To investigate how Rheb overexpression during pregnancy rescues the LP0.5 mouse phenotype, we assessed mTOR protein levels, mTORC1 activity, Pdx1 expression, and miR levels in islets from the different experimental groups. As shown before, mTOR, phosphoS6 levels, and Pdx1 expression were reduced in LP0.5 Rheb + Dox mice compared with Ctrl Rheb + Dox mice (Figure 9, H–J and N). Remarkably, mTOR levels and activation of mTORC1 signaling, as assessed by phosphorylated S6 levels in islets from LP0.5 RIPCre Rheb mice, were restored to the levels observed in Ctrl RIPCre Rheb mice (Figure 9, K–M). In addition Pdx1 levels in LP0.5 RIPCre Rheb islets were returned to the levels in RIPCre Rheb mice exposed to Ctrl (Ctrl RIPCre Rheb) (Figure 9, N–Q). In addition, increased Ins2 mRNA was observed in LP0.5 RIPCre Rheb mice compared with that in LP0.5 mice (Supplemental Figure 7A). The beneficial changes obtained by Rheb overexpression in LP0.5 mice appeared to be independent of the expression of miR-199a-3p, -152, and -7a (Supplemental Figure 7, B–D). Collectively, these data provide genetic evidence that transient activation of mTORC1 in β cells during last week of pregnancy improves glucose tolerance by enhancing insulin secretion in LP0.5 mice and point to a mechanistic role of mTOR signaling in β cell programming.

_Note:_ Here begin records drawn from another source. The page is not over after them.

PR #635, opened 2026-01-14
Distinguish IN_TIME and DELAYED requests

volovyks:
- Refactored IN_TIME metric logic
- Added DELAYED metric and delayed watcher logic

### DIFF
--- a/chain-signatures/node/src/rpc.rs
+++ b/chain-signatures/node/src/rpc.rs
@@ -946,35 +946,20 @@ async fn execute_publish(
                     .map_err(|_| ())
             }
             ChainClient::Ethereum(eth) => {
-                try_publish_eth(
-                    eth,
-                    &action,
-                    &action.timestamp,
-                    &signature,
-                    &near_account_id,
-                )
-                .await
+                try_publish_eth(eth, &action, &action.timestamp, &signature).await
             }
-            ChainClient::Solana(sol) => try_publish_sol(
-                sol,
-                &action,
-                &action.timestamp,
-                &signature,
-                &near_account_id,
-            )
-            .await
-            .map_err(|_| ()),
-            ChainClient::Hydration(hyd) => try_publish_hydration(
-                hyd,
-                &action,
-                &action.timestamp,
-                &signature,
-                &near_account_id,
-            )
-            .await
-            .map_err(|_| ()),
+            ChainClient::Solana(sol) => {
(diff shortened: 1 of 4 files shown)


chain-signatures/node/src/rpc.rs
```diff
@@ -1001,6 +986,24 @@ async fn execute_publish(
...
+    let chain_str = chain.as_str();
+    let account_str = near_account_id.as_str();
+
+    if publish_result.is_ok() {
+        let elapsed = action.indexed.timestamp_sign_queue.elapsed();
+        if elapsed.as_secs() <= chain.expected_response_time_secs() {
+            crate::metrics::requests::NUM_SIGN_REQUESTS_MINE_IN_TIME
+                .with_label_values(&[chain_str, account_str])
+                .inc();
+        }
```
jakmeier, line 998: There is a race condition here for requests right around the timeout. We might count a request as delayed and as in-time.

Ideally the code always executes either one or the other. For example, when counting as delayed in the metrics, you could mark the request as delayed, then check here if it was already counted as delayed.

But maybe this is only theoretically a problem and we don't care about the rare miscounting. If it is cumbersome to add, I wouldn't bother.

jakmeier (approved):
LGTM, nice refactor and good addition for the metrics

volovyks:
@jakmeier  Good point, I will take a look and followup if it is not to much of a trouble. ow I just want to get some data to work with. Thanks!

chain-signatures/node/src/rpc.rs
volovyks: I've tried adding logic to prevent raceconditions here, but it looks like unnecessary complexity. Such situation can occur only when responses are sent exactly at finality + 60s and even then it will not be much of a trouble, DELAYED is still there.

jakmeier: > Such situation can occur only when responses are sent exactly at finality + 60s

Keep in mind that if a node is CPU starved for some reason, tokio tasks can be suspended for a long time. Then we might miscount even on larger margins. In such a situation, metrics can be important for debugging.

But yeah, it's really not too bad if we miscount anyway. Not worth the complexity. Thanks for looking into it!

volovyks: Good point, I will keep an eye on CPU usage in case we have drops in our success rate.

It is widely accepted that nutrition during early life affects the development and function of specific organs as well as the overall metabolism of an entire organism many years later in life. Multiple animal models, including maternal protein restriction, caloric restriction, and intrauterine placental ligation models, have identified common metabolic phenotypes in offspring and have identified the pancreatic β cell as particularly sensitive to nutrients very early in life (3, 29, 30). In these experiments, we used engineered animal models with spatial and temporal regulation capabilities to dissect the molecular mechanisms responsible for developmental programming by low protein. In the present study, maternal low-protein diet induces permanent changes in β cell function of LP0.5 offspring by altering miR expression, mTOR protein levels, and Pdx1 and insulin mRNA and protein levels. These studies also demonstrate that mTOR, a major target of nutrients and growth factors, is modulating the effects of nutrient programming of metabolic diseases.
We described a murine model in which exposure to a low-protein diet during gestation has critical effects on the development of β cells in early life and on metabolism in adult life. Although not unprecedented, we did not observe a reduction in maternal body weight during pregnancy or in offspring body weight at birth, and we did not observe catch-up growth (20, 31). Similar to findings from earlier studies, we have shown reduction in β cell fraction at birth and glucose intolerance despite enhanced insulin sensitivity in early adult life (11, 13, 20, 32–35). The reduction in β cell fraction at birth normalizes to control levels at 3 months of age and likely has no role in the glucose intolerance observed in adult LP0.5 mice. Rather, the results of the metabolic studies in vivo and in vitro revealed that the alterations in glucose homeostasis are a result of an insulin secretory defect in LP0.5 β cells. Interestingly, LP0.5 mice do not develop diabetes despite a significant defect in insulin secretion because they are more insulin sensitive, as previously shown in other studies (33, 35). The increase in insulin sensitivity could result from an enhanced number of insulin receptors in the livers of LP0.5 mice, as previously reported (36).
In the present study, we determined that LP0.5 islets exhibit normal levels of intracellular calcium and the defect observed following KCl stimulations indicates that LP0.5 β cells exhibit defects in insulin secretion that are distal to calcium influx. Our results are consistent with the concept that not only defects in proinsulin synthesis but also an insulin secretory defect from the islets contribute to a suboptimal insulin secretion in these mice. Reduced insulin content in LP0.5 β cells has also been observed in studies in sheep and rats (11, 37). Downregulation of Pdx1 protein levels and reduced ERK1/2 signaling could explain in part the reduction in Ins2 transcription and insulin content in LP0.5 β cells (10, 38, 39). Because two-thirds of insulin protein is derived from the conserved Ins2 gene rodents (40), these data are not unexpected. It is also likely that the reduction of mTOR levels could also contribute to the insulin secretory defect in LP0.5 β cells by altering the activity of mTORC1 and mTORC2. The importance of mTORC1 signaling for insulin secretion has been demonstrated in mice with gain and loss of S6K function (41, 42). In addition, islets from LP0.5 mice exhibited lower levels of AKT phosphorylation at Ser473, a surrogate marker of mTORC2 (mTOR/rictor) activity. The importance of mTORC2 for insulin content and insulin secretion has been established in mice with conditional ablation of rictor (43). Future studies could be designed to examine how mTORC2 regulates signaling and distal events (i.e., reorganization/remodeling of filamentous actin) responsible for vesicle trafficking and exocytosis (44, 45).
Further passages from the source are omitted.